Items from a dataset

PR #3172, opened 2020-06-19
Update pcsx2.sh

angrystar170:
Add dependency package "libportaudio2:i386" and "libsdl2-2.0-0:i386"

### DIFF
--- a/scriptmodules/emulators/pcsx2.sh
+++ b/scriptmodules/emulators/pcsx2.sh
@@ -47,6 +47,7 @@ function depends_pcsx2() {
 function install_bin_pcsx2() {
     local version
     [[ -n "${__os_ubuntu_ver}" ]] && version="-unstable"
+    dpkg --add-architecture i386 && apt update
     aptInstall "libportaudio2:i386"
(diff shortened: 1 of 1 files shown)


cmitu:
Aren't those packages pulled automatically - as dependencies - by installing the `pcsx2` package ?

angrystar170:
Yes. 

For reference, I am using Debian-based Linux (MX-19).

cmitu:
If those packages are already installed as dependencies, what's the point of installing them separately ?
Also, the `i386` architecture is added separately in the as part of the `depends` function, it doesn't need to be added again.

angrystar170:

### Prompt
Transcribe each record exactly as it is written above.

### Solution
PR #3172, opened 2020-06-19
Update pcsx2.sh

angrystar170:
Add dependency package "libportaudio2:i386" and "libsdl2-2.0-0:i386"

### DIFF
--- a/scriptmodules/emulators/pcsx2.sh
+++ b/scriptmodules/emulators/pcsx2.sh
@@ -47,6 +47,7 @@ function depends_pcsx2() {
 function install_bin_pcsx2() {
     local version
     [[ -n "${__os_ubuntu_ver}" ]] && version="-unstable"
+    dpkg --add-architecture i386 && apt update
     aptInstall "libportaudio2:i386"
(diff shortened: 1 of 1 files shown)


cmitu:
Aren't those packages pulled automatically - as dependencies - by installing the `pcsx2` package ?

angrystar170:
Yes. 

For reference, I am using Debian-based Linux (MX-19).

cmitu:
If those packages are already installed as dependencies, what's the point of installing them separately ?
Also, the `i386` architecture is added separately in the as part of the `depends` function, it doesn't need to be added again.

angrystar170:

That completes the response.